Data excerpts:

PR #3625, opened 2025-10-02
Mana shop

SirSaltyy:


backend/api/src/checkout-printful.ts
```diff
@@ -0,0 +1,115 @@
...
+  // Enforce max 3 physical items per order
+  const totalQty = items.reduce((sum, it) => sum + (it.quantity ?? 0), 0)
+  if (totalQty > 3) {
+    throw new APIError(
+      403,
+      'You can include at most 3 physical items per order'
+    )
+  }
+
+  const apiKey = process.env.PRINTFUL_KEY
```
IanPhilips, line 28: I don't see this new key in `common/src/secrets.ts` - doesn't look like it's on https://console.cloud.google.com/security/secret-manager?referrer=search&hl=en&project=mantic-markets either

common/src/api/schema.ts
```diff
@@ -2220,6 +2220,167 @@ export const API = (_apiTypeCheck = {
...
+        itemId: z.string(),
+        price: z.number().positive().finite().safe(),
+      })
+      .strict(),
+  },
+  'get-shop-orders': {
+    method: 'GET',
+    visibility: 'public',
+    authed: true,
+    returns: {} as { orders: import('../shop/types').ShopOrder[] },
```
IanPhilips: what's with this midline import?

backend/api/src/checkout-printful.ts
```diff
@@ -0,0 +1,115 @@
...
+  HOUSE_LIQUIDITY_PROVIDER_ID,
+} from 'common/antes'
+
+export const checkoutPrintful: APIHandler<'checkout-printful'> = async (
+  { recipient, items },
+  auth
+) => {
+  const userId = auth.uid
+  if (!userId) throw new APIError(401, 'You must be signed in')
+  if (!items || items.length === 0) throw new APIError(400, 'No items')
```
IanPhilips: the min of 1 looks like it's already in the schema, so shouldn't need to have this check

backend/api/src/checkout-printful.ts
```diff
@@ -0,0 +1,115 @@
...
+    }
+    for (const it of items) {
+      await tx.none(
+        `insert into shop_orders
+         (user_id, item_id, item_type, price_mana, quantity, txn_id, printful_order_id, status, created_time, metadata)
+         values ($1, $2, 'printful', $3, $4, $5, $6, 'FULFILLING', now(), $7)`,
+        [
+          userId,
+          String(it.productId),
+          0,
```
IanPhilips: price_mana is 0?

backend/api/src/checkout-printful.ts
```diff
@@ -0,0 +1,115 @@
...
+    )
+  }
+
+  const apiKey = process.env.PRINTFUL_KEY
+  if (!apiKey) throw new APIError(500, 'PRINTFUL_KEY is not configured')
+
+  const pg = createSupabaseDirectClient()
+
+  // Enforce 1 physical-goods order per 30 days
+  const recentOrder = await pg.oneOrNone<{ exists: boolean }>(
```
IanPhilips: this and the following db queries should all be in a single db txn. Otherwise people can spam the button before the query to printful completes and can order multiple items.

backend/api/src/checkout-shop-cart.ts
```diff
@@ -0,0 +1,196 @@
...
+} from 'common/antes'
+
+// For v1: only digital/other items are processed; printful will be added next
+export const checkoutShopCart: APIHandler<'checkout-shop-cart'> = async (
+  { items },
+  auth
+) => {
+  const userId = auth.uid
+  if (!userId) throw new APIError(401, 'You must be signed in')
+  if (items.length === 0) throw new APIError(400, 'No items to checkout')
```
IanPhilips: just use .min(1) in schema

backend/api/src/checkout-shop-cart.ts
```diff
@@ -0,0 +1,196 @@
...
+      } else {
+        // Lifetime limit for other items
+        const existingRow = await pg.oneOrNone<{ q: string }>(
+          `select coalesce(sum(quantity), 0) as q from shop_orders where user_id = $1 and item_id = $2`,
+          [userId, itemId]
+        )
+        existingQty = Number(existingRow?.q ?? 0)
+      }
+      if (existingQty + requestedQty > limit) {
+        const limitType =
```
IanPhilips: any reason not to have this as an option in the shop config that this logic reads from? We may want to add other per month or per user items, and we wouldn't need to edit this code, only add the flag to the item down the line

backend/api/src/checkout-shop-cart.ts
```diff
@@ -0,0 +1,196 @@
...
+          itemId === 'streak-forgiveness' ? 'per month' : 'per user'
+        throw new APIError(403, `Limit ${limit} ${limitType} for ${itemId}`)
+      }
+    }
+
+  }
+
+  // Check balance
+  const userRow = await pg.oneOrNone(
+    `select balance from users where id = $1`,
```
IanPhilips: the `runTxnInBetQueue` does this balance check, and if it didn't this query would need to be in the db txn for it to be effective

web/pages/api/printful/geo.ts
```diff
@@ -0,0 +1,64 @@
+import type { NextApiRequest, NextApiResponse } from 'next'
+
+// In-memory cache per server instance
+let CACHE: { data: any; ts: number } | null = null
+const TTL_MS = 24 * 60 * 60 * 1000 // 24 hours
```
IanPhilips: please use DAY_MS from `common/util/time.ts`

web/pages/shop.tsx
```diff
@@ -0,0 +1,951 @@
...
+  }
+
+  const isExpiringCosmetic =
+    item.id === 'golden-crown' || item.id === 'very-rich-badge'
+  const thisEnt = isExpiringCosmetic
+    ? entitlements?.find((e) => e.entitlementId === item.id)
+    : undefined
+  // Compute expiry using entitlement, or fall back to last purchase + 30d
+  const now = Date.now()
+  const thirtyDaysMs = 30 * 24 * 60 * 60 * 1000
```
IanPhilips: please replace all of these times with our constants from `common/util/time.ts`

web/pages/shop.tsx
```diff
@@ -0,0 +1,951 @@
...
+                    clearAwardInventoryCache()
+                  } else if (item.id === 'pampu-skin') {
+                    clearPampuSkinCache(currentUser.id)
+                    clearEntitlementsCache(currentUser.id)
+                  }
+                }
+
+                return true
+              } catch (_e) {
+                toast.error('Purchase failed')
```
IanPhilips: would be useful to parse the error from the api like we do in other places and show them it, ie it could be the 30 day cooldown error, or max 3 items error, etc.

web/pages/shop.tsx
```diff
@@ -0,0 +1,951 @@
...
+        }[]
+      }[]
+    | null
+  >(null)
+
+  useEffect(() => {
+    fetch('/api/printful/products')
+      .then((r) => r.json())
+      .then((d) => setRemote(d.products))
+      .catch(() => setRemote([]))
```
IanPhilips: log the error if it doesn't work, show a toast to the user?

web/pages/api/printful/geo.ts
```diff
@@ -0,0 +1,64 @@
...
+
+export default async function handler(
```
IanPhilips: We don't really use the nextjs functions any more, so not ideal to start adding them now. Please turn this into a normal api endpoint. It's easier to manage the request limits, logs, API keys that way as well, iirc you have to set api keys in the vercel dashboard, which I haven't had to touch in over a year.

web/pages/api/printful/products.ts
```diff
@@ -0,0 +1,363 @@
+import type { NextApiRequest, NextApiResponse } from 'next'
```
IanPhilips: This page should be a normal api endpoint as well, not a vercel handler

web/pages/shop/orders.tsx
```diff
@@ -0,0 +1,110 @@
...
+    return map
+  }, [])
+
+  useEffect(() => {
+    ;(async () => {
+      try {
+        const res = await api('get-shop-orders', {})
+        setOrders(res.orders)
+      } catch {
+        setOrders([])
```
IanPhilips, line 29: log error would be helpful

web/lib/api/api.ts
```diff
@@ -261,3 +261,16 @@ export function createChartAnnotation(params: {
 export function deleteChartAnnotation(params: { id: number }) {
   return call(getApiUrl('delete-chart-annotation'), 'POST', params)
 }
+
+export const getUserEntitlements = curriedAPI('get-user-entitlements')
```
IanPhilips: what's with all these curriedapis? These should be normal api routes in `backend/api/src/routes.ts`

web/hooks/use-very-rich-badge.ts
```diff
@@ -0,0 +1,80 @@
...
+export function clearVeryRichBadgeCache(userId: string) {
+  if (typeof window === 'undefined') return
+  try {
+    localStorage.removeItem(`${STORAGE_KEY}-${userId}`)
+  } catch {
+    // Ignore storage errors
+  }
+}
+
+export function useVeryRichBadge(userId?: string) {
```
IanPhilips, line 16: why doesn't this just usePersistentLocalState?

web/hooks/use-user-entitlements.ts
```diff
@@ -0,0 +1,86 @@
...
+  if (typeof window === 'undefined') return
+  try {
+    localStorage.removeItem(`${STORAGE_KEY}-${userId}`)
+  } catch {
+    // Ignore storage errors
+  }
+}
+
+export function useUserEntitlements(userId?: string) {
+  const [ents, setEnts] = useState<UserEntitlement[] | undefined>(() => {
```
IanPhilips: seems like this could also usePersistentLocalState with `{userId}-user-entitlements-cache` as the key

web/hooks/use-user-award-inventory.ts
```diff
@@ -0,0 +1,78 @@
...
+  if (typeof window === 'undefined') return
+  try {
+    localStorage.removeItem(STORAGE_KEY)
+  } catch {
+    // Ignore storage errors
+  }
+}
+
+export function useUserAwardInventory() {
+  const [inventory, setInventory] = useState<AwardInventory | null>(() => {
```
IanPhilips: seems like this could also use `usePersistentLocalState` and `useAPIGetter` w with `{userId}-award-inventory-cache` as the key

web/hooks/use-shop-item-counts.ts
```diff
@@ -0,0 +1,26 @@
+import { useEffect, useState } from 'react'
+import { api } from 'web/lib/api/api'
+
+export function useShopItemCounts() {
```
IanPhilips, line 4: why not just use `useAPIGetter`?

web/hooks/use-comment-awards.ts
```diff
@@ -0,0 +1,23 @@
+import { useEffect, useState } from 'react'
+import { api } from 'web/lib/api/api'
+
+export function useCommentAwards(contractId: string, commentIds: string[]) {
```
IanPhilips, line 5: why not `useAPIGetter`?

web/hooks/use-has-pampu-skin.ts
```diff
@@ -0,0 +1,65 @@
...
+export function clearPampuSkinCache(userId: string) {
+  if (typeof window === 'undefined') return
+  try {
+    localStorage.removeItem(`${STORAGE_KEY}-${userId}`)
+  } catch {
+    // Ignore storage errors
+  }
+}
+
+export function useHasPampuSkin(userId?: string): boolean {
```
IanPhilips, line 16: seems like this could also be some version of `usePersistentLocalState` and `useAPIGetter` with `{userId}-has-pampu-skin-cache` as the key. you can use the refresh() from the hook every x minutes to refresh the state

web/hooks/use-cart.ts
```diff
@@ -0,0 +1,84 @@
...
+  imageUrl?: string
+  price: number
+  quantity: number
+  meta?: Record<string, any>
+}
+
+const STORAGE_KEY = 'shop_cart_v1'
+
+export function useCart() {
+  const [items, setItems] = useState<CartItem[]>([])
```
IanPhilips: why not use `usePersistentLocalState`?

web/components/widgets/user-link.tsx
```diff
@@ -299,6 +308,56 @@ function MarketCreatorBadge() {
...
 
+function VeryRichBadge(props: { userId: string }) {
+  const { userId } = props
+  const [amount, setAmount] = useState<number | null>(null)
+  const [expiresTime, setExpiresTime] = useState<string | null>(null)
+
+  useEffect(() => {
+    let cancelled = false
+    Promise.all([
+      import('web/lib/api/api').then(({ getVeryRichBadge }) =>
```
IanPhilips: this is not the style we use for api calls. import at the top of the file, then use the api object inline

web/components/widgets/user-link.tsx
```diff
@@ -299,6 +308,56 @@ function MarketCreatorBadge() {
...
+    }
+  }, [userId])
+
+  if (amount == null || amount <= 0) return null
+
+  const getDaysRemaining = () => {
+    if (!expiresTime) return null
+    const now = Date.now()
+    const expires = new Date(expiresTime).getTime()
+    const daysLeft = Math.ceil((expires - now) / (1000 * 60 * 60 * 24))
```
IanPhilips: would be good to reuse the time utils of DAY_MS

web/components/widgets/avatar.tsx
```diff
@@ -18,8 +23,29 @@ export const Avatar = memo(
...
+    const {
+      userId,
+      username,
+      noLink,
+      size,
+      className,
+      preventDefault,
+      createdTime,
+    } = props
+    const entitlements = useUserEntitlements(userId)
```
IanPhilips: oh this is not ideal - every user avatar causes a new request when uncached. That's the point of the `hooks/use-batched-getter` - if you're querying for 50 users at once, just debounce them all into one query with all of their ids. That would be better for this case

web/components/leaderboard.tsx
```diff
@@ -59,7 +59,7 @@ export function Leaderboard<T extends LeaderboardEntry>(props: {
                   </td>
                   <td>
                     <UserAvatarAndBadge
-                      className="overflow-hidden max-[400px]:max-w-[160px] sm:max-w-[200px] xl:max-w-none"
+                      className="max-[400px]:max-w-[160px] sm:max-w-[200px] xl:max-w-none"
```
IanPhilips, line 62: does this overflow though on mobile now?

web/components/comments/comment.tsx
```diff
@@ -106,6 +107,7 @@ export const FeedComment = memo(function FeedComment(props: {
   }, [bets?.length])
 
   const { userUsername, userAvatarUrl, userId } = comment
+  const awards = useCommentAwards(playContract.id, [comment.id])[comment.id]
```
IanPhilips, line 110: this is also not ideal, for every comment we do a new api endpoint. would be better to add this to the handlers in `use-batched-getter` as well and query awards for all comments in bulk

web/components/comments/give-award-modal.tsx
```diff
@@ -0,0 +1,177 @@
...
+    <Modal
+      open={open}
+      setOpen={setOpen}
+      size="sm"
+      className="bg-canvas-0 rounded-lg p-6"
+    >
+      <Col className="gap-3 p-3">
+        <Row className="items-center justify-between">
+          <div className="text-lg font-semibold">Give award</div>
+          <Link href="/shop" className="text-primary-600 text-sm underline">
```
IanPhilips, line 69: I don't think this is a great user experience if any time a user wants to give kudos they have to go to a diff page, buy a thing, then go back, then hit award, then choose the award. Users should be able to buy an award straight from this modal, then give it to a user from here

backend/supabase/user_entitlements.sql
```diff
@@ -0,0 +1,12 @@
+-- User cosmetic/digital entitlements
+create table if not exists
```
IanPhilips, line 2: this table should have 
```
-- Row Level Security
alter table user_entitlements enable row level security;
```

backend/supabase/shop_orders.sql
```diff
@@ -0,0 +1,25 @@
+-- Create shop_orders table (empty initial deployment)
+create table if not exists
```
IanPhilips, line 2: need to enable row level security here too

backend/supabase/comment_awards.sql
```diff
@@ -0,0 +1,17 @@
+create table if not exists
```
IanPhilips, line 1: need to enable row level security here too

backend/shared/src/notifications/create-comment-award-notif.ts
```diff
@@ -0,0 +1,81 @@
...
+    sourceTitle: contract.question,
+    data: {
+      awardType,
+      payoutAmount,
+      awardIcon: awardIconMap[awardType],
+      awardName: awardNameMap[awardType],
+    },
+  }
+
+  return await pg.none(
```
IanPhilips: would be better to use `insertNotificationToSupabase` in `notifications.ts`

backend/api/src/update-user-entitlement.ts
```diff
@@ -0,0 +1,29 @@
+import { APIError, APIHandler } from './helpers/endpoint'
+import { createSupabaseDirectClient } from 'shared/supabase/init'
+
+export const updateUserEntitlement: APIHandler<
```
IanPhilips: what's the point of this endpoint? I don't see it used anywhere

backend/api/src/toggle-pampu-skin.ts
```diff
@@ -0,0 +1,33 @@
+import { APIError, APIHandler } from './helpers/endpoint'
+import { createSupabaseDirectClient } from 'shared/supabase/init'
+
+export const togglePampuSkin: APIHandler<'toggle-pampu-skin'> = async (
```
IanPhilips, line 4: Oh hmm they can just edit their pampu state in local storage and save m25k. oh well!

backend/api/src/purchase-shop-item.ts
```diff
@@ -0,0 +1,38 @@
+import { APIError, APIHandler } from './helpers/endpoint'
+import { createSupabaseDirectClient } from 'shared/supabase/init'
+import { runTxnInBetQueue, TxnData } from 'shared/txn/run-txn'
+import { isProd } from 'shared/utils'
+import {
+  DEV_HOUSE_LIQUIDITY_PROVIDER_ID,
+  HOUSE_LIQUIDITY_PROVIDER_ID,
+} from 'common/antes'
+
+export const purchaseShopItem: APIHandler<'purchase-shop-item'> = async (
```
IanPhilips: Don't see this used anywhere

backend/api/src/get-very-rich-badge.ts
```diff
@@ -0,0 +1,19 @@
...
+import { createSupabaseDirectClient } from 'shared/supabase/init'
+
+export const getVeryRichBadge: APIHandler<'get-very-rich-badge'> = async (
+  { userId },
+  auth
+) => {
+  const targetId = userId ?? auth?.uid
+  if (!targetId) throw new APIError(400, 'userId is required')
+  const pg = createSupabaseDirectClient()
+  const row = await pg.oneOrNone<{ sum: string }>(
```
IanPhilips, line 11: why isn't this just a check in the entitlements table?

backend/api/src/get-user-award-inventory.ts
```diff
@@ -0,0 +1,50 @@
+import { APIError, APIHandler } from './helpers/endpoint'
+import { createSupabaseDirectClient } from 'shared/supabase/init'
+
+export const getUserAwardInventory: APIHandler<
+  'get-user-award-inventory'
+> = async (props, auth) => {
+  const userId = auth.uid
+  if (!userId) throw new APIError(401, 'You must be signed in')
```
IanPhilips: isn't this just handled with `authed: true` in the schema?

backend/api/src/get-shop-orders.ts
```diff
@@ -0,0 +1,94 @@
...
+    return undefined
+  }
+}
+
+export const getShopOrders: APIHandler<'get-shop-orders'> = async (
+  _props,
+  auth
+) => {
+  const userId = auth.uid
+  if (!userId) throw new APIError(401, 'You must be signed in')
```
IanPhilips: set `authed: true` in the schema

backend/api/src/get-shop-item-counts.ts
```diff
@@ -0,0 +1,7 @@
+import { APIHandler } from './helpers/endpoint'
+
+export const getShopItemCounts: APIHandler<
+  'get-shop-item-counts'
```
IanPhilips: what's this for?

backend/api/src/get-comment-awards.ts
```diff
@@ -0,0 +1,38 @@
...
+export const getCommentAwards: APIHandler<'get-comment-awards'> = async (
+  { contractId, commentIds },
+  auth
+) => {
+  const pg = createSupabaseDirectClient()
+  const rows = await pg.manyOrNone(
+    `select comment_id, award_type, count(*)::int as count,
+            bool_or(giver_user_id = $2) as awarded_by_me
+       from comment_awards
+      where contract_id = $1 and comment_id = any($3)
```
IanPhilips: your index on `comment_awards` is by `comment_id`, so why check the contract_id at all?

IanPhilips (changes requested):
This is exciting! It looks pretty good overall, but I've got some changes I'd like made. 

With all the hooks, can you make something more generic like usePersistentAPIGetter and then have a custom hook that uses the refresh every 5 mins? And for the ones that are for every user avatar/comment, which will be dozens on many pages, ideally that would use a new `usePersistentBatchedGetter` like the current `useBatchedGetter` but with persistent storage.

We don't use vercel handlers anymore, so would like those to be normal api endpoints instead.

Thanks for getting this far!

backend/api/src/checkout-printful.ts
SirSaltyy: It's stored in Vercel env keys

backend/api/src/get-very-rich-badge.ts
SirSaltyy: It's computing lifetime spend towards the badge, not just current possession.

web/components/comments/give-award-modal.tsx
SirSaltyy: Agreed. Ngl I tried to implement this and for some reason it cause me to go into an error loop of bugs I couldn't fix. Would have implemented if I had more time. Feel free to add.

backend/api/src/get-shop-item-counts.ts
SirSaltyy: all these endpoints were from old code that I removed to simplify how things worked (but I guess I missed deleting some of the backend) Will remove all of them

web/components/leaderboard.tsx
SirSaltyy: I made a change in user-link.ts I believe to fix this there while not causing the border to crop. You should double check the file changes to user-link though, It's possible I didn't do it right.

EXERCISE:
For the word "only", show every line of the entries that holds it.

EXERCISE RESPONSE:
+// For v1: only digital/other items are processed; printful will be added next
IanPhilips: any reason not to have this as an option in the shop config that this logic reads from? We may want to add other per month or per user items, and we wouldn't need to edit this code, only add the flag to the item down the line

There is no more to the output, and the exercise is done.